(Entries taken from a collection)
PR #7901, opened 2022-12-15
Build multi-arch images for releases

ddelange:
On releases from `main`, additionally push:

- `prefecthq/prefect:2-python3.X`
- `prefecthq/prefect:2.6-python3.X`
- `prefecthq/prefect:2.6.9-python3.X`
- `prefecthq/prefect:2-latest`
- `prefecthq/prefect:2-python3.X-conda`
- `prefecthq/prefect:2.6-python3.X-conda`
- `prefecthq/prefect:2.6.9-python3.X-conda`
- `prefecthq/prefect:2-latest-conda`

### Example

One commit on top of #7900

Steps 4-6 ref https://github.com/PrefectHQ/prefect/pull/7740#discussion_r1048803518 for multi arch docker images, towards https://github.com/PrefectHQ/prefect/issues/5388

### Checklist

### DIFF
--- a/.github/workflows/docker-builds.yaml
+++ b/.github/workflows/docker-builds.yaml
@@ -1,0 +1,85 @@
+name: Build prefect docker images
+
+# Note: Conda support for 3.11 is pending. See https://github.com/ContinuumIO/anaconda-issues/issues/13082
+
+on:
+  # On each commit merged into main, push sha and branch patterns
+  push:
+    branches: main
+  # On workflow_dispatch, push sha and branch patterns
+  workflow_dispatch:
+
+jobs:
+  publish-docker-images:
+    name: Build Docker images
+    runs-on: ubuntu-latest
+    strategy:
+      matrix:
+        flavor:
+          - ""
+          - "-conda"
+        python-version:
+          - "3.7"
+          - "3.8"
+          - "3.9"
+          - "3.10"
+          - "3.11"
+        exclude:
+          # Not yet supported, see note at top
+          - flavor: "-conda"
+            python-version: "3.11"
+
+    steps:
+      - name: Set up QEMU
+        uses: docker/setup-qemu-action@v2
+
+      - name: Set up Docker Buildx
+        uses: docker/setup-buildx-action@v2
+
+      - name: Login to DockerHub
+        uses: docker/login-action@v2
+        with:
+          username: ${{ secrets.DOCKERHUB_USERNAME }}
+          password: ${{ secrets.DOCKERHUB_TOKEN }}
+
+      - name: Checkout
+        uses: actions/checkout@v3
+        with:
+          fetch-depth: 0
+
+      - name: Export CURRENT_BRANCH env var
+        # can't use github.ref_name because that will be e.g. '2.6.9' on tag push, and we want to cache-from main branch on release
+        run: echo "CURRENT_BRANCH=$(git rev-parse --abbrev-ref HEAD | sed 's/\//-/g')" >> $GITHUB_ENV
+
+      - name: Generate image metadata
+        id: metadata
+        uses: docker/metadata-action@v4
+        with:
+          images: prefecthq/prefect-dev
+          # list CURRENT_BRANCH first, to use as CACHE_IMAGE below
+          tags: |
+            type=raw,value=${{ env.CURRENT_BRANCH }},suffix=-python${{ matrix.python-version }}${{ matrix.flavor }}
+            type=sha,suffix=-python${{ matrix.python-version }}${{ matrix.flavor }}
+          flavor: |
+            latest=false
+
+      - name: Export CACHE_IMAGE env var
+        run: echo "CACHE_IMAGE=$(echo '${{ steps.metadata.outputs.json }}' | jq -r '.tags[0]')" >> $GITHUB_ENV
+
+      - name: Build image
+        uses: docker/build-push-action@v3
+        with:
+          context: .
+          platforms: linux/amd64,linux/arm64
+          build-args: |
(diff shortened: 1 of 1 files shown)


.github/workflows/docker-builds.yaml
```diff
@@ -60,6 +63,20 @@ jobs:
             latest=false
             suffix=${{ matrix.flavor }}
 
+      - name: Generate tags for prefecthq/prefect
+        id: metadata-prod
+        uses: docker/metadata-action@v4
+        with:
+          images: prefecthq/prefect,enable=${{ github.event_name == 'release' }}
```
madkinsz, line 70: Might be worth highlighting this is what prevents this from running on development builds.

Should we cover `prereleased` here as well? I'm not sure if we have a use-case for that.

ddelange: both `released` and `prereleased` event types will pass this conditional (checking which one of both it is, is another topic)

how is this?
```suggestion
          # only generate the production tags on release events
          images: prefecthq/prefect,enable=${{ github.event_name == 'release' }}
```

madkinsz: 👍 

Slightly different note: We'll not want to apply the `latest` tag for prereleases.

.github/workflows/docker-builds.yaml
```diff
@@ -60,6 +63,20 @@ jobs:
...
+          tags: |
+            type=raw,enable=${{ matrix.python-version == '3.10' }},value=2-latest
```
ddelange, line 72:
```suggestion
            type=raw,enable=${{ matrix.python-version == '3.10' && github.event.release.prerelease == 'false' }},value=2-latest
```
https://docs.github.com/developers/webhooks-and-events/webhooks/webhook-events-and-payloads?actionType=released#release

ddelange: this relies on the maintainer ticking the 'this is a prerelease' button before publishing the release @madkinsz

madkinsz: That makes sense to me — there's also the `python{x}-latest` tags.

While it's on my mind, we'll eventually want the ability to release patches for old releases which means we'll need to check if the release is marked as the latest too 🤯 there's not an attribute for this so we'll probably need to make an API call for the latest release and see if the tags match. What a pain. I don't think that needs to happen now though.

madkinsz: @ddelange that's okay with me — seems like a pain to parse the tags.

ddelange: > there's also the `python{x}-latest` tags.

did I fail to migrate properly? looks like missing here

ddelange: > release patches for old releases

do you mean upstream patches? like `python:3.9` patched a security hole?

ddelange: which reminds me we might want to set `pull: true` for exactly this reason, otherwise I guess it would eternally be using the base image as included in `buildcache`

.github/workflows/docker-builds.yaml
```diff
@@ -70,8 +87,8 @@ jobs:
           build-args: |
             PYTHON_VERSION=${{ matrix.python-version }}
             ${{ ( endsWith(matrix.flavor, 'conda') && 'BASE_IMAGE=prefect-conda' ) || '' }}
-          tags: ${{ steps.metadata.outputs.tags }}
-          labels: ${{ steps.metadata.outputs.labels }}
+          tags: ${{ join(steps.metadata-dev.outputs.tags) }},${{ join(steps.metadata-prod.outputs.tags) }}
+          labels: ${{ steps.metadata-dev.outputs.labels }}
           push: true
```
ddelange, line 92:
```suggestion
          push: true
          pull: true
```

.github/workflows/docker-builds.yaml
madkinsz: > do you mean upstream patches? like python:3.9 patched a security hole?

I mean if we are on 2.7.7 but I want to release 2.6.10 with a backported fix.

madkinsz: But also yeah that other case is one we care about too! We may want to update the base image periodically for old releases.

madkinsz: > did I fail to migrate properly? looks like missing here

I guess it's `prefect:2-python3.x` i.e. https://github.com/PrefectHQ/prefect/blob/main/.github/workflows/release.yaml#L84

ddelange: ok, this last one is included.

as for the other topic, I'm sure there is a not-too-ugly way of getting this info... maybe the build-push-action `latest` mechanic does these things out of the box 🤔

for now will apply the suggestions, feel free to unresolve of course 👍

ddelange:
I couldn't resist https://stackoverflow.com/a/75079768/5511061

madkinsz:
> I couldn't resist https://stackoverflow.com/a/75079768/5511061

Oooh nice!

So, just so we can move forward with confidence here I'd like to do this in a few steps:

1. Make a slight modification to this so it does not push any images
2. Merge to `main` and verify on the next release that it does everything we intend
3. Remove the existing Docker publishing and enable this one in another pull request

ddelange:
SGTM, will set `push: false` now, and once this merges, will update #7902 and re-enable it there.

.github/workflows/docker-builds.yaml
```diff
@@ -70,9 +100,10 @@ jobs:
...
```
ddelange, line 105:
```suggestion
          push: false
```

madkinsz (approved):

PR #7902, opened 2022-12-15
Consolidate multi-arch docker builds

ddelange:
- Move docker builds from `release.yaml` to `docker-builds.yaml`
- Delete `republish-images.yaml`:
  - there are no longer single-arch artifacts uploaded.
  - re-trigger by flipping the `this is a prerelease` checkbox on the Github Release

### Example

One commit on top of #7901, diff: https://github.com/ddelange/prefect/compare/docker-builds-release...docker-builds-consolidation

Steps 7-8 ref https://github.com/PrefectHQ/prefect/pull/7740#discussion_r1048803518 for multi arch docker images, closes https://github.com/PrefectHQ/prefect/issues/5388

### Checklist


madkinsz:
Hm, there are some warnings on the latest merge: https://github.com/PrefectHQ/prefect/actions/runs/3950856517

madkinsz:
We've got an example run from a release now: https://github.com/PrefectHQ/prefect/actions/runs/3962751282/jobs/6789813811

ddelange:
nice, the build command in L143 LGTM!

sinve recent versions of the action, there is also `--provenance` being pushed unless disabled, an interesting [feature](https://docs.docker.com/build/attestations/slsa-provenance/) that might break some dev/custom setups ref https://github.com/docker/buildx/issues/1509#issuecomment-1378454396 especially ones that use `docker manifest` commands (my comment further down).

**EXERCISE INSTRUCTIONS**
Which lines in the records above contain the word "parse"? Copy each one.

**EXERCISE SOLUTION**
+        run: echo "CURRENT_BRANCH=$(git rev-parse --abbrev-ref HEAD | sed 's/\//-/g')" >> $GITHUB_ENV
madkinsz: @ddelange that's okay with me — seems like a pain to parse the tags.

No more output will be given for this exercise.